→ Exercise aim
A faithful copy of the whole listing is required.

→ Information given
PR #218, opened 2023-02-08
Use bulletproofs instead of bls_bulletproofs

### LINKED ISSUE #216: Replace our `bls_bulletproofs` with the upstream bulletproofs
I think we should replace our `bls_bulletproofs` with the upstream bulletproofs since we no longer need them to be on the BLS curve, we'll get much better performance and it's audited. 

_Originally posted by @davidrusu in https://github.com/maidsafe/sn_dbc/issues/215#issuecomment-1412673059_

grumbach:
- Fixes #216 
- Significantly improves performance: 
    - `2096 ms` -> `234 ms` : `Benchmarking reissue split 1 to 100`
    -  `160s` -> `40s` : running all tests (on my PC)


davidrusu (approved):
😎

PR #207, opened 2022-12-27
PRT-206 add lava txs to e2e lava over lava txs validate they happened on chain

kajeagentspi:
This PR does the following.
- Create proposal, vote and add providers and clients for a new network.
- Check if the txs are reflected onchain.
- Change the kill style for the proxy routine to interrupt so it properly gives up the port.
- Only print the errors from cmd.Wait() if the test is not done successfully. The current one prints out signal is killed errors because finishTestSuccessfully() kills them first before realizing the test is done because of the cmd.Wait().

→ Output for this exercise
PR #218, opened 2023-02-08
Use bulletproofs instead of bls_bulletproofs

### LINKED ISSUE #216: Replace our `bls_bulletproofs` with the upstream bulletproofs
I think we should replace our `bls_bulletproofs` with the upstream bulletproofs since we no longer need them to be on the BLS curve, we'll get much better performance and it's audited. 

_Originally posted by @davidrusu in https://github.com/maidsafe/sn_dbc/issues/215#issuecomment-1412673059_

grumbach:
- Fixes #216 
- Significantly improves performance: 
    - `2096 ms` -> `234 ms` : `Benchmarking reissue split 1 to 100`
    -  `160s` -> `40s` : running all tests (on my PC)


davidrusu (approved):
😎

PR #207, opened 2022-12-27
PRT-206 add lava txs to e2e lava over lava txs validate they happened on chain

kajeagentspi:
This PR does the following.
- Create proposal, vote and add providers and clients for a new network.
- Check if the txs are reflected onchain.
- Change the kill style for the proxy routine to interrupt so it properly gives up the port.
- Only print the errors from cmd.Wait() if the test is not done successfully. The current one prints out signal is killed errors because finishTestSuccessfully() kills them first before realizing the test is done because of the cmd.Wait().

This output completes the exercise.